This repository contains the work I've done for the Trustworthy Machine Learning course of the University of Helsinki. The repository is organized as follow:
- In the directory \papers there are the papers that we had to read during the course. There are interesting papers about privacy and fairness in machine learning;
- In the directory \firstProject there is the first project related to the privacy part of the course. There are some implementations of important topics in differential privacy. You can find examples of randomized response and laplace mechanisms;
- In the directory \secondProject there is the second project related to the privacy part of the course. In this directory you can find more complex implementations of differentially private algorithms. In the first task there is an implementation of the differentially private stochastic gradient descent using Tensorflow Privacy. In the second part the same algorithm has been applied on the Census Adult Dataset (in the first task it has been applied to synthetic data). Finally, in the third task I have analyzed the membership inference attack, in particular I tried to see how much the power of the attack increases with the increase of the overfitting during the training of the target model;
- In the directory \thirdProject there is the project related to the fairness part of the course.
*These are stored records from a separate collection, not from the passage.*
PR #370, opened 2026-04-26
fix(truncate): capture CLI stderr + sequence close-then-respawn (#288)

Jiahui-Gu:
## User report (task #288)

> 「trunce以后再回复收到报错: Failed to start Claude — Claude Code process exited with code 1」

The error landed in the `AgentInitFailedBanner` from the `CLI_SPAWN_FAILED` errorCode in `electron/agent/manager.ts`. The bare "Claude Code process exited with code 1" came straight from the SDK with **no stderr context** — ccsm was running the SDK with `stderr: 'ignore'` (default), so claude.exe's diagnostic output was dropped on the floor.

## Investigation

1. **Probed the SDK directly** with `--session-id` of an existing JSONL (the post-truncate respawn shape) — claude.exe handled it fine, exit 0. Hypothesis "SDK rejects sessionId reuse" eliminated.
2. **Walked the rewindToBlock → agentClose → startSession path** in `src/stores/store.ts:1907-1959` and `src/agent/startSession.ts`. Found the renderer fires `agentClose(sid)` fire-and-forget, then the user can type + click Send within milliseconds. The previous `manager.close()` was synchronous (just aborted the SDK signal) — the next `manager.start()` for the same sessionId could spawn a new claude.exe while the old one still held the JSONL handle. On Windows file-lock semantics make this fatal.
3. **Confirmed ccsm drops stderr**: `electron/agent-sdk/sessions.ts` did not pass `options.stderr` to `sdk.query()`. Per the SDK's ProcessTransport (sdk.mjs line ~210), stderr is `pipe`d only when the callback is set — otherwise `'ignore'`.

Could not reproduce the user's specific failure in a sandboxed harness; the bug depends on environment state (timing, Windows file-lock contention, or something else not yet visible). Rather than ship a speculative fix without diagnosis, this PR makes the codepath both **harder to fail** (race fix) and **self-diagnosing** (stderr capture).

### 1. Capture CLI stderr (`electron/agent-sdk/sessions.ts`)
- Pass `options.stderr` callback to the SDK so claude.exe's stderr is no longer thrown away.
- Bounded 4 KiB ring buffer on the runner; chunks also forward as `agent:diagnostic` (code=`cli_stderr`) so the renderer logs them.
- New `getStderrTail()` accessor.
- Consumer-loop catch path appends the tail to any runtime exit error so the user sees *why* claude.exe died.

### 2. Sequence close-then-respawn (`electron/agent/manager.ts`)
- New `closing: Map<sessionId, Promise<void>>` tracks in-flight teardowns.
- `close()` stashes `runner.awaitClosed()` (resolves once the SDK consumer settles, i.e. claude.exe fully exited and released stdio + JSONL handles).
- `start()` awaits any matching closing promise before spawning a fresh runner for the same sessionId.
- Self-cleaning: the `.finally()` clears the map entry once the wait resolves, only if no newer close has displaced it.
- Same gating in `closeAll()`.
- Early-failure branch reads `runner.getStderrTail()` and tacks it onto the `CLI_SPAWN_FAILED` detail so the banner shows the real cause.

### 3. New `Runner` interface methods
`awaitClosed(): Promise<void>` and `getStderrTail(): string` — only implementation is `SdkSessionRunner`; the abstract interface keeps the manager's contract explicit.

### Unit (`electron/agent-sdk/__tests__/sessions.test.ts` — 3 new)
Pins the building blocks the manager fix relies on:
- `passes stderr callback to SDK and accumulates chunks into getStderrTail()`
- `runtime exit error appends stderr tail so the user sees why claude.exe died`
- `awaitClosed() resolves once the consumer settles after close()`

All 34 tests pass (was 31). `npx tsc --noEmit` clean.

### E2E (`scripts/harness-restore.mjs` — 1 new)
`truncate-then-resend` (requiresClaudeBin): plants a 4-frame JSONL fixture, hydrates as an existing session, hovers the second user message → clicks "Truncate from here", sends a fresh prompt, asserts no sessionInitFailures banner appears within 12s and an assistant frame / running flag is set.

```
[case=truncate-then-resend] planted JSONL fixture at C:\...\a1b1c1d1-0000-4000-8000-000000000288.jsonl
[case=truncate-then-resend] JSONL hydrated; second user message rendered
[case=truncate-then-resend] truncate cut to blocks=["u-u-truncate-1","msg-1:c0"]; resume cleared
[case=truncate-then-resend] truncate→resend respawned cleanly (no init-failure banner)
[case=truncate-then-resend] OK
```

**Honest framing**: the e2e passes both with and without the manager fix on this dev machine — couldn't reproduce the original failure in the harness. The probe still pins the codepath against future regressions and serves as a baseline for if the bug recurs.

## Honest framing on the user's original report

This PR does NOT claim to have reproduced and root-caused the user's exact failure. It ships:
- a **strictly correct** race fix (close-then-respawn sequencing was clearly missing — the renderer fires close fire-and-forget, the next start had no gate)
- a **strictly correct** observability improvement (we were dropping CLI stderr; this is recoverable signal we should always have surfaced)

**If the user hits this again after the fix lands**, the banner will now contain the actual stderr tail, which will tell us the real root cause in seconds rather than days.

## Verify checklist
- [x] `npx vitest run electron/agent-sdk/__tests__/sessions.test.ts` → 34/34 pass
- [x] `npm run build` clean (3 size warnings, pre-existing)
- [x] `node scripts/harness-restore.mjs --only=truncate-then-resend` → pass
- [ ] User retries the truncate→resend flow; if it recurs the banner now has stderr context

Closes #288.

### DIFF
--- a/electron/agent-sdk/__tests__/sessions.test.ts
+++ b/electron/agent-sdk/__tests__/sessions.test.ts
@@ -20,6 +20,7 @@ import type { StartOptions } from '../../agent/sessions';
 function makeFakeSdk() {
   let lastOptions: unknown = null;
   let queueResolve: ((v: IteratorResult<unknown>) => void) | null = null;
+  let queueReject: ((err: unknown) => void) | null = null;
   const buffer: unknown[] = [];
   let closed = false;
 
@@ -38,8 +39,9 @@ function makeFakeSdk() {
           next(): Promise<IteratorResult<unknown>> {
             if (buffer.length > 0) return Promise.resolve({ value: buffer.shift(), done: false });
             if (closed) return Promise.resolve({ value: undefined, done: true });
-            return new Promise((resolve) => {
+            return new Promise((resolve, reject) => {
               queueResolve = resolve;
+              queueReject = reject;
             });
           },
         };
@@ -70,7 +72,17 @@ function makeFakeSdk() {
       if (queueResolve) {
         const r = queueResolve;
         queueResolve = null;
+        queueReject = null;
         r({ value: undefined, done: true });
+      }
+    },
+    fail(err: unknown) {
+      closed = true;
+      if (queueReject) {
+        const r = queueReject;
+        queueResolve = null;
+        queueReject = null;
+        r(err);
       }
     },
     getOptions: () => lastOptions as { options?: Record<string, unknown> } | null,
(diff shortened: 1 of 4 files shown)


Jiahui-Gu:
Superseded by #378 — root cause was renderer/CLI history divergence after truncate (resumeSessionId being cleared, causing fresh CLI session to mismatch on-disk JSONL). #378 pins resumeSessionId on rewind. The race-fix + stderr-capture in this PR is correct in spirit but unneeded once the real cause is fixed; closing to avoid stacking infra changes on a misdiagnosis. stderr capture can come back as its own PR if we want it for observability.

PR #397, opened 2026-04-26
fix(chat): assistant block copy button (#bug5)

Jiahui-Gu:
## Summary
- Dogfood r2 fp2 found assistant message blocks have no copy-to-clipboard button while user blocks have one (UserBlock.tsx:213-220).
- Mirror the UserBlock pattern in AssistantBlock — same i18n keys (`chat.userMsgCopy`/`chat.userMsgCopied`), same hover-reveal placement, same `navigator.clipboard.writeText(text)` handler shape, same a11y attrs.
- Hidden while streaming (copying half-streamed text would surprise) and only shown when text is non-empty.

## Test plan
- [x] New `assistant-copy-button` harness-agent case clicks copy on a real assistant block and asserts clipboard matches the assistant text (with regression guard that user prompt text is NOT in clipboard).
- [x] Case fails on working HEAD without the fix (reverse-verified via stash + rebuild — `data-assistant-block-id` attribute missing, locator timeout 5s).
- [x] Case passes with fix applied (1.2s).
- [ ] Manual screenshot at docs/screenshots/dogfood-r2/fp2-basic-dialog/bug5-fixed.png — skipped due to time; e2e exercises the real Electron + clipboard path which is the same surface the manual would test.

Bundled into harness-agent (per E2E discipline rule: prefer harness over standalone probe).

### DIFF
--- a/scripts/harness-agent.mjs
+++ b/scripts/harness-agent.mjs
@@ -2540,6 +2540,74 @@ async function caseUserBlockHoverMenu({ win, log }) {
   log('hover reveals 4 actions; Copy -> clipboard; Truncate -> cut keeps clicked user msg + pinned resume');
 }
 
+// ---------- assistant-copy-button ----------
+// Dogfood r2 fp2 bug #5: AssistantBlock had no copy-message button while
+// UserBlock did (parity gap). Mirrors the UserBlock hover-reveal Copy pattern
+// on assistant rows. We seed BOTH a user prompt and an assistant reply, then
+// click the Copy button on the assistant row and assert the clipboard
+// contains the assistant text — NOT the user prompt (regression guard: the
+// bug we're fixing was "no button at all", but the next-most-likely
+// regression is wiring it to the wrong block's text).
+async function caseAssistantCopyButton({ win, log }) {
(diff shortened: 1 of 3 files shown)


Jiahui-Gu (commented):
Reviewer LGTM (self-PR; cannot formally approve via gh).

Parity with UserBlock confirmed across button shape, classes, aria-label, tooltip, copied-flash; reuse of `userMsgCopy`/`userMsgCopied` is safe (generic "Copy message"/"Copied" strings, no user-specific wording). `data-assistant-block-id` locator is new and can't collide with UserBlock. Defensive asymmetry vs UserBlock (hide while streaming, hide when empty) is justified — assistant has streaming concept, user doesn't. `renderBlock` only adds `id={b.id}`, no impact on other block kinds.

E2E:
- `harness-agent --only=assistant-copy-button` passes (2041ms).
- Reverse-verified: reverted AssistantBlock.tsx + renderBlock.tsx to HEAD~1, rebuilt, probe FAILED at `data-assistant-block-id="a-copy"` locator timeout. Probe genuinely guards the fix.
- Regression assertion that clipboard does NOT contain the user prompt text correctly catches the fp2 false-pass mode.

Safe to merge.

In this project we have taken the Census Adult Dataset and we measured its fairness. After we have seen that there was a discrimination bias in the dataset we tried to implement the preferential resampling fairness aware strategy in such a way to reduce the bias in the historical data that composed the Census Adult Dataset. After that we tried to train a logistic regression model on the fair dataset, resulting in a fair model. After this project it is possible to state that if a model is trained on a fair dataset, then its predictions will be more or less fair even if the data which the model is applied to aren't fair at all.